The thumbnail is permanent, meaning you can switch to any app for as long as you want without the video disappearing. To enlarge the video window, press to zoom. To move it, just drag it with your fingertip.

If the PiP window is in the way, you can swipe it to the side it will dock on and pretty much disappear. This leaves you with a pull tab when you want to take it out again. Best of all, the sound will continue to play even if you dock the video thumbnail.

In picture mode, you can pause, go back or forward to apps that support these controls. You can tap a control to enter full screen mode or close the video completely, such as For example, when you finish a FaceTime call.

What Google and Samsung can learn from Apple

Apple’s Picture-in-Picture feature has two advantages over Android PiP. I felt my eyes light up when Apple demonstrated the docking feature in iOS 14. On Android phones, you can drag a PiP window anywhere on the screen you want. However, if you move it to the edge, it will twirl around like a bowling ball at a kid’s birthday party.

I can’t tell you how many times I closed a PiP window annoying that it kept getting in the way. However, you don’t want to stop the video all the time. The option to resume audio playback after the video is docked is extremely useful for FaceTime calls, allowing you to temporarily make full use of your screen while you talk to the other person.

For example, you may need to follow the instructions carefully but still want them to be able to see your face on video.

Zooming is the other potential highlight with Apple’s picture-in-picture tool.

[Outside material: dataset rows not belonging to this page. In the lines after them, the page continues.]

PR #2364, opened 2017-10-11
Provide explicit template instantiation definitions for FPTypeProperties<T> static members

JohanEngelen:
Fixes compile warnings with XCode 9.

`gen/target.cpp:59:18: warning: instantiation of variable 'Target::FPTypeProperties<long double>::nan' required here, but no definition is available [-Wundefined-var-template]`

See https://stackoverflow.com/questions/43439862/c-template-instantiation-of-variable-required-here-but-no-definition-is-ava

No need to upstream because the warning is caused by the LDC-specific modification in the same file.

### DIFF
--- a/ddmd/target.h
+++ b/ddmd/target.h
@@ -83,4 +83,22 @@ struct Target
     static LINK systemLinkage();
 };
 
+#if IN_LLVM
+// Provide explicit template instantiation definitions for FPTypeProperties<T>
+// static members. See:
+// https://stackoverflow.com/questions/43439862/c-template-instantiation-of-variable-required-here-but-no-definition-is-ava
+template <typename T> real_t Target::FPTypeProperties<T>::max;
+template <typename T> real_t Target::FPTypeProperties<T>::min_normal;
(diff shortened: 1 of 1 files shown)


JohanEngelen:
oops, clang formatted.

kinke:
It's defined in D: https://github.com/ldc-developers/ldc/blob/master/ddmd/target.d#L67 - if it wasn't, there'd be a linker error.

JohanEngelen:
Yes, this is just to kill compiler warnings.

JohanEngelen:
good to merge?
(the warning flood is bad)

kinke:
Hmm, so how does this guarantee the (properly initialized) D definitions get used for float/double? Linker command-line order?

JohanEngelen:
The linker merges these C++ symbols with the D symbols (as long as the C++ source is in-sync with the D source). I assume that because the C++ source doesn't specify initializers, the D initializers are used.

kinke:
[I got rid of this in #2374.]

It doesn’t exist for Android. On phones like that Samsung Galaxy S20 and OnePlus 8 Pro ($ 999 at OnePlus)I was able to zoom in to make it a bit bigger and a second attempt at zooming opened it at full size. If Apple’s method offers real scaling (it seems) and works as advertised, this could catch other phone brands’ attention.

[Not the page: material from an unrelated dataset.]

Issue #2357, opened 2017-10-04
Crash via "Assertion `decl->ir->irGlobal != NULL' failed"


ximion:
We found this one in Debian/Ubuntu while building Sambamba[1]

What the iPhone picture in picture cannot

Apple’s new feature only works with videos, compared to PiP on Android, which also works with Google Maps. As someone with a deplorable sense of direction, keeping an eye on walking direction while I do whatever else I do has been a lifesaver more times than I can count. Hopefully in the future Apple will include Apple and Google Maps in the Picture in Picture area.